Perhaps their main selling point is that decompression is faster than for lzma, to make things easier on the client. But I agree that the difference in compression ratio very big, given the proposal states that:
This specification defines a lossless compressed data format that compresses data using a combination of the LZ77 algorithm and Huffman coding, with efficiency comparable to the best currently available general-purpose compression methods.
from brotli.
@jeroenooms I think that LZMA also requires significant maximum memory for decompression, which Brotli may be improving upon.
It would be near if you could re-run your statistics with decompression times and maximum memory instead of compression times, if that was easy. Maybe that will better emphasize Brotli's benefits?
from brotli.
@bhouston yes it seems like brotli does outperform everyone in terms of decompression speed. It is similar, sometimes bit faster than gzip. But I have yet to find an example where the compression ratio is better than xy or bzip2.
from brotli.
Where I can read about TriMesh binary format?
I have a feeling, that transposing and demuxing tables would make the file more compressible, especially by encoders with lower rank context modeling (zlib and brotli).
from brotli.
I can also confirm that brotli sucks with some binary and text files using the GENERIC / TEXT setting! I can zip up the brotli source code on my mac down to 8.3MB using the standard archiver utility. If I try to archive the brotli source code using brotli it increases it from 19.8MB to 33.3MB with a quality setting of 6! Even with a quality of 11 it is still 31MB! I have tried both ways, where I combine the binary of all files into one file and compress or compressing individual files and combining into one file. Either way it works out to the same amount some how.
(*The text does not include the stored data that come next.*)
PR #4098, opened 2023-01-16
BGDIDIC-1526: decommission ch.astra.strassenverkehrszaehlung_messstel…

faselm:


ltclm (commented):
is it only the legends that can be removed?

faselm:
> is it only the legends that can be removed?

I found the model/templates that didn't show up during my first search...

ltclm (approved):

PR #4101, opened 2023-01-17
BGDIINF_SB-2704: set custom cache headers for 4xx and 5xx responses

ltclm:


chsdi/response_callbacks.py
```diff
@@ -11,6 +11,17 @@ def add_default_cache_control(request, response):
...
+    # overwrite with these 4xx/5xx cache settings
+    # no cache on these 5xx errors, they are supposed to be temporary
+    if response.status_code in (502, 503, 504, 507):
+        response.headers['Cache-Control'] = 'no-cache'
+    # short cache duration for other 5xx errors
+    elif response.status_code >= 500:
+        response.headers['Cache-Control'] = 'public, max-age=10'
+    # use cloudfront default caching (ttl 10s) for 4xx errors
+    elif response.status_code >= 400:
+        response.headers.pop('Cache-Control', None)
```
ltshb, line 23: This is wrong the default TTL of cloudfront is 86400 seconds ! I would not rely on Cloudfront configuration in services.
For 400 I would use the same default cache setting from the environment variable see line 11.

chsdi/response_callbacks.py
```diff
@@ -11,6 +11,17 @@ def add_default_cache_control(request, response):
         dft_cache_control = request.registry.settings['default_cache_control']
         response.cache_control = CacheControl.parse(dft_cache_control, type='response')
 
+    # overwrite with these 4xx/5xx cache settings
+    # no cache on these 5xx errors, they are supposed to be temporary
+    if response.status_code in (502, 503, 504, 507):
+        response.headers['Cache-Control'] = 'no-cache'
+    # short cache duration for other 5xx errors
+    elif response.status_code >= 500:
+        response.headers['Cache-Control'] = 'public, max-age=10'
```
ltshb, line 20: In `pyramid` you cannot directly set the Cache-Control header it will not work as expected, you need to do it via `cache_control` property see line 12.

rebert (approved):
thx

ltshb (approved):
👍🏼

PR #4133, opened 2023-02-20
BGDIINF_SB-2794: Fix the rss newsfeed of the releasenotes

rebert:


procrastinatio (approved):
OK. But one day, we should do it differently.

rebert:
@procrastinatio Absolutely - I hope too, thaw we will do it differently one day.

PR #4147, opened 2023-03-02
BGDIDIC-1709: hydroweb turnaround with vectorStyles due to schedule

rebert:


marionb (approved):
It looks OK to me!
should I test this in some form?

rebert:
@marionb thanks for approving. I will test it directly on dev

Now, I have to hand it to brotli when it comes to a 5200x2500 image file which is 2.8MB in jpeg form at 100% quality. Brotli is able to compress it down to 900KB with just a quality of 6. With a quality of 11 it gets it down to 813KB roughly. It is a simple graphic of a logo though. However, it is better than a PNG version of the logo. A PNG version of the logo is 1.98MB. So, hey at least that is an improvement!
from brotli.
I have checked lzturbo 1.2 ( https://sites.google.com/site/powturbo/home ) on this file:
-49 mode: 894,729
-39 mode 1,256,602
and LZA 0.82 ( http://encode.ru/threads/1969-LZA-archiver ): 995,014
I think the main issue is that Brotli still uses Huffman coding, which is terrible at skewed probability distributions, characteristic for some types of data. More recent compressors use ANS coding instead (lzturbo, LZA, LZNA, ZSTD, Apple LZFSE), which allows to repair it still maintaining the speed.
from brotli.
My guess was right. Even without knowing the format, it is easy to improve compression ratio.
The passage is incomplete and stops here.